CoMP: Continual Multimodal Pre-training for Vision Foundation Models

TL;DR

CoMP tackles the challenge of enabling Vision Foundation Models to process images at native resolutions while reducing the modality gap to language models. It introduces C-RoPE, a Continual Rotary Position Embedding that supports arbitrary resolutions, and Alignment Loss, which aligns VFM representations with LLM language space using language prototypes and Sinkhorn-Knopp normalization. The method is trained in three stages to gradually adapt VFMs and align them with language, yielding strong gains on multimodal benchmarks and preserving performance on classification and segmentation tasks. Empirical results show state-of-the-art performance for CoMP across 1B and 7B model regimes, with notable gains on tasks like ChartQA and ADE20K, and with single figures such as 64.9 on ChartQA (0.5B LLM) and 87.3% ImageNet-1K accuracy for CoMP-AIMv2. Overall, CoMP demonstrates that continual multimodal pre-training with native-resolution adaptation and cross-modal alignment can significantly enhance vision-language understanding without sacrificing traditional vision capabilities.

Abstract

Pre-trained Vision Foundation Models (VFMs) provide strong visual representations for a wide range of applications.

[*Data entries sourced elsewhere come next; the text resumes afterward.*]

PR #734, opened 2023-07-29
Add file uploading and file sharing functionality

alborzjafari:
- I need to upload media files such as images and use them in markdown format. I have added this feature in this pull request.  
- It is configurable using config.ini file to activate or deactivate this feature in the instance. **It is disabled by default please enable it for testing in config.ini (`allow_upload_media = true`)**
-  Size of the files can be limited using `media_max_size`, please set `media_max_size` in config.ini before running. Its unit is megabyte, for example 10 megabytes:
```
media_max_size = 10 
```
- The uploaded media can be shared using markdown for example:
```
![picture](/media/<author>/<post_name>/<uuid>.png
or
![ducument](/media/<author>/<post_name>/<uuid>.pdf
```
- Uploading media files is possible in _Edit Post Metadata_ section. (edit the post-> edit post metadata or here: http://<example.com>/<author_name>/<post_name>/edit/meta), also the list of uploaded files is there.
- The front-end part needs more improvements.
- Total space can be limited using `total_media_space`, its unit is megabyte(s).
---

### DIFF
--- a/pad.go
+++ b/pad.go
@@ -337,6 +337,24 @@ func handleGetFile(app *App, w http.ResponseWriter, r *http.Request) error {
 	return nil
 }
 
+func calculateDirectoryTotalSize(dirPath string) (int64, error) {
+	var totalSize int64
+
+	err := filepath.Walk(dirPath, func(path string, info os.FileInfo, err error) error {
+		if err != nil {
+			return err
+		}
+
+		if !info.IsDir() {
+			totalSize += info.Size()
+		}
+
+		return nil
+	})
+
+	return totalSize, err
+}
+
 func handleUploadMedia(app *App, w http.ResponseWriter, r *http.Request) error {
 	maxUploadSize := app.cfg.App.MediaMaxSize * 1024 * 1024
 	r.Body = http.MaxBytesReader(w, r.Body, maxUploadSize)
@@ -346,6 +364,8 @@ func handleUploadMedia(app *App, w http.ResponseWriter, r *http.Request) error {
 		http.Error(w, errMsg, http.StatusBadRequest)
 		return nil
 	}
+
+	fileSize := r.ContentLength
 
 	if err := okToEdit(app, w, r); err != nil {
 		 return err
@@ -372,8 +392,17 @@ func handleUploadMedia(app *App, w http.ResponseWriter, r *http.Request) error {
 	err = os.MkdirAll(mediaDirectoryPath, 0755)
 	if err != nil {
 		return err
-	} else {
 	}
+
+	totalSize, err := calculateDirectoryTotalSize(mediaDirectoryPath)
+	totalMediaSpace := app.cfg.App.TotalMediaSpace * 1024 * 1024
+	if totalSize + fileSize > totalMediaSpace {
+		errMsg := fmt.Sprintf("Your upload space limit has been exceeded. Your limit is: %d MB",
+					app.cfg.App.TotalMediaSpace)
+		http.Error(w, errMsg, http.StatusBadRequest)
+		return nil
+	}
+
 	newFileName, _ := getNewFileName(mediaDirectoryPath, handler.Filename)
 	newFilePath := filepath.Join(mediaDirectoryPath, newFileName)
 	dst, err := os.Create(newFilePath)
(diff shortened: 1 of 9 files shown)


sssilver:
This is such a huge feature. Can we expedite reviewing this and getting this merged?

alborzjafari:
Could you please review this pull request?

thebaer:
Thanks for submitting this. This is a pretty huge feature with many repercussions for the product, so this will need to be pretty solid before we can merge. I'll leave comments in the code as well, but here are some important things that need to be addressed:

* Media metadata should probably be stored in the database, to help with management and permissions. Note that we've done a ton of work on this with our Write.as instance and Snap.as ([using this table schema](https://paste.as/0d0efk3wnkifir4j)), and we could build on this if you want to collaborate on this instead of writing from scratch.
* We'll need accompanying documentation in https://github.com/writefreely/documentation to ensure people configure any reverse proxy to also allow large file uploads (e.g. most servers are configured for <10MB by default)
* Please run `go  fmt` on all files, per the [Code Guidelines](https://github.com/writefreely/writefreely/blob/develop/CONTRIBUTING.md#code-guidelines)

Again if you'd like to work on this together, another way forward would be for you to work only on the UI for this -- uploading images and managing them -- and then I could contribute the backend work that we've already put in. Either way, let me know what you'd like to do.

pad.go
```diff
@@ -185,9 +277,163 @@ func handleViewMeta(app *App, w http.ResponseWriter, r *http.Request) error {
...
+	}
+	file, handler, err := r.FormFile("file")
+	if err != nil {
+		http.Error(w, "Error retrieving the file", http.StatusInternalServerError)
+		return nil
+	}
+	defer file.Close()
+	user := getUserSession(app, r)
+	mediaDirectoryPath := filepath.Join(app.cfg.Server.MediaParentDir, mediaDir,
+					user.Username, slug)
```
thebaer, line 404: Storing media in a directory with the user's username will break when they change their username. This should use something stable, like their user ID.

pad.go
```diff
@@ -185,9 +277,163 @@ func handleViewMeta(app *App, w http.ResponseWriter, r *http.Request) error {
...
+		return nil
+	}
+	defer file.Close()
+	fileInfo, err := file.Stat()
+	if err != nil {
+		http.Error(w, "Failed to get file information", http.StatusInternalServerError)
+		return nil
+	}
+	w.Header().Set("Content-Disposition", "attachment; filename="+fileInfo.Name())
+	w.Header().Set("Content-Type", "application/octet-stream")
```
thebaer, line 339: Files should probably be delivered as their correct MIME type, instead of `application/octet-stream`. There are default Go packages that help with this.

alborzjafari:
1. "Media metadata should probably be stored in the database, to help with management and permissions." : I tried to to do something like inheriting permissions of a post for its files.
2. "...another way forward would be for you to work only on the UI for this -- uploading images and managing them...": Would you address me in source codes, I didn't see about uploading images. My purpose is uploading all kind of files not only the images.

pad.go
```diff
@@ -185,9 +277,163 @@ func handleViewMeta(app *App, w http.ResponseWriter, r *http.Request) error {
...
+	if err := r.ParseMultipartForm(maxUploadSize); err != nil {
+		errMsg := fmt.Sprintf("File size limit exceeded. The limit is: %d MB",
+					app.cfg.App.MediaMaxSize)
+		http.Error(w, errMsg, http.StatusBadRequest)
+		return nil
+	}
+
+	fileSize := r.ContentLength
+
+	if err := okToEdit(app, w, r); err != nil {
```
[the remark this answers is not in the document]
alborzjafari: In some cases, it is necessary to check the situation before uploading a file, especially for silenced users. While the UI may not display any issues, using Postman or similar tools can allow file uploads for any post by a silenced user. The purpose of using this function is to prevent such problems.

antranigv:
Any news on this? My users keep bugging me that they want this :)

Cheers, y'all!

pwd-github:
> Any news on this? My users keep bugging me that they want this :)
> 
> Cheers, y'all!

I too would like to get a status update about this

thebaer:
We're going to support uploads in WriteFreely, both [generic files](https://todo.musing.studio/T929) and [images](https://todo.musing.studio/T688). It's all currently planned for our v0.17 release. However, this PR doesn't go in the direction we need to support that, so at this point, I'm going to close it. Instead, we'll use the extensive functionality we've developed for Write.as, Snap.as, etc. and bring that into WF in that upcoming version.

Issue #612, opened 2022-12-26
Editor Screen Doesn't Support Bidirectional Texts


UsernamesAreFuckedUp:
### Describe the bug
When I'm writing in an RTL language at the editor screen, text direction is not set to RTL. But it has no problems with LTR languages. In other words, the user is expecting the text field to support bidirectional texts, but it doesn't. 

### Steps to reproduce (if necessary)
1. Go to the editor screen
2. Start typing in an RTL language (Persian, Arabic, etc.), followed by some LTR Paragraph.
3. You'll see something like this, which is disturbing.
![image](https://user-images.githubusercontent.com/96365880/209567446-fe6b0612-657f-4a63-9195-987db399cbe2.png)

### Expected behavior
![image](https://user-images.githubusercontent.com/96365880/209567203-f888bcc3-19e7-406f-849e-7c0a98615070.png)
Adding bidi support is very easy, I assume. I just attached `dir="auto"` to the `textarea`. (Maybe there are some other places you should use this attribute. I don't know.)

### Applications configuration
 - Multi-user Mode
 - Open Registration
 - Federation Enabled

v0.13.1

thebaer:
Thanks, that fix should be easy enough! Anyone should feel free to tackle this. Otherwise I'll get to it when I can.

PR #735, opened 2023-08-01
Adjust alignment for editing RTL pages

alborzjafari:
Editing RTL pages is not appropriate and makes it difficult to edit an RTL page, especially when using a LTR language with RTL. This pull request aims to address this issue.

---

### DIFF
--- a/templates/pad.tmpl
+++ b/templates/pad.tmpl
@@ -14,7 +14,7 @@
 
 		<div id="overlay"></div>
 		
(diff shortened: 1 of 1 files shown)


thebaer:
Thanks for this submission, but it seems there was a broader issue with the editors that occurred when composing new posts as well -- not just editing (see #612). That was fixed in #826, so I'll close this PR.

PR #764, opened 2023-09-17
Add South Azerbaijani language.

alborzjafari:
This pull request adds [South Azerbaijani](https://iso639-3.sil.org/code/azb) language.

---


thebaer:
Thanks for looking into this! However, the software only supports storing 2-letter language codes (this is the max length for the `language` column in the database), and we already have an `az` option. Is that sufficient, or do we need to look at supporting `azb` as well?

alborzjafari:
I need `azb` support, because they are different in writing, `az` is Latin and left to right but `azb` uses Arabic characters and is right to left.

PR #766, opened 2023-09-21
Correctly respond to application/ld+json requests

### LINKED ISSUE #564: Serving ActivityPub objects
### Describe the bug

According to [ActivityPub specification](https://www.w3.org/TR/activitypub/#retrieving-objects), servers should respond with ActivityStreams object representation to requests having `application/ld+json; profile="https://www.w3.org/ns/activitystreams"` in Accept header, but apparently only `application/activity+json` is supported

>Servers ... MUST present the ActivityStreams object representation in response to application/ld+json; profile="https://www.w3.org/ns/activitystreams", and SHOULD also present the ActivityStreams representation in response to application/activity+json as well.

https://github.com/writefreely/writefreely/blob/b7f732b9154096d6864f2fa9469fe9c7a9b73d58/posts.go#L1123

```shell
curl -H 'Accept: application/ld+json; profile="https://www.w3.org/ns/activitystreams"' https://***/api/posts/***
```

The server returns the standard API response:

```json
{
  "code": 200,
  "data": {
    ...
  }
}
```

### Expected behavior

Server should return ActivityStreams object representation.

thebaer:
This returns ActivityStreams objects when the Accept header is `application/ld+json; profile="https://www.w3.org/ns/activitystreams"`, per the ActivityPub spec.

Fixes #564

---

### DIFF
--- a/collections.go
+++ b/collections.go
@@ -496,8 +496,7 @@ func apiCheckCollectionPermissions(app *App, r *http.Request, c *Collection) (in
 
 // fetchCollection handles the API endpoint for retrieving collection data.
 func fetchCollection(app *App, w http.ResponseWriter, r *http.Request) error {
-	accept := r.Header.Get("Accept")
-	if strings.Contains(accept, "application/activity+json") {
+	if IsActivityPubRequest(r) {
 		return handleFetchCollectionActivities(app, w, r)
 	}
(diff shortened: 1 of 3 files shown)


thebaer:
Merging now!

In this paper, we continually pre-train prevailing VFMs in a multimodal manner such that they can effortlessly process visual inputs of varying sizes and produce visual representations that are more aligned with language representations, regardless of their original pre-training process. To this end, we introduce CoMP, a carefully designed multimodal pre-training pipeline. CoMP uses a Continual Rotary Position Embedding to accommodate visual inputs with different resolutions, and an Alignment Loss between visual and textual features for better cross-modal alignment. After continual pre-training, leading VFMs like DINOv2, SigLIP and AIMv2 achieve remarkable improvements not only in multimodal understanding tasks but also in generic classification and segmentation tasks. Remarkably, CoMP-AIMv2 achieves scores of 64.9 on ChartQA with a 0.5B LLM, while maintaining an 87.3% accuracy on ImageNet-1K and a 51.8 mIoU on ADE20K under frozen chunk evaluation.

Paper Structure

This paper contains 17 sections, 9 equations, 3 figures, 14 tables.

Figures (3)

  • Figure 1: Overview of CoMP. Our method accepts an image at native resolution and its corresponding text. Then, in addition to training through text decoding in next-token prediction paradigm, we also explicitly project the visual features into the language space of LLM using Alignment Loss.
  • Figure 2: Left: C-RoPE. For ease of visualization, the projection layers $\mathcal{P}roj_{q,k,v,o}$ and scale operators are omitted. We leverage both absolute learned position embedding and relative RoPE-2D rope2d to capture richer positional information. Right: Alignment Loss. We illustrate it in the case of one single pair of global vision and text features $\mathbf{F}_v$ and $\mathbf{F}_t$ for simplicity. $\mathbf{F}_v$ and $\mathbf{F}_t$ are mapped by frozen learned prototype $\mathbf{W}$, i.e., the word embedding of LLMs. Then, they are converted into normalized probabilities using the Softmax function and iterative Sinkhorn-Knopp algorithm sk, respectively. Finally, cross-entropy is applied as the loss. To prevent information leakage, the text features are extracted without image prefixes.
  • Figure 3: Varying the image resolution during inference. We investigate the impact of image resolution on DocVQA docvqa and ChartQA chartqa by our CoMP-MM-1B.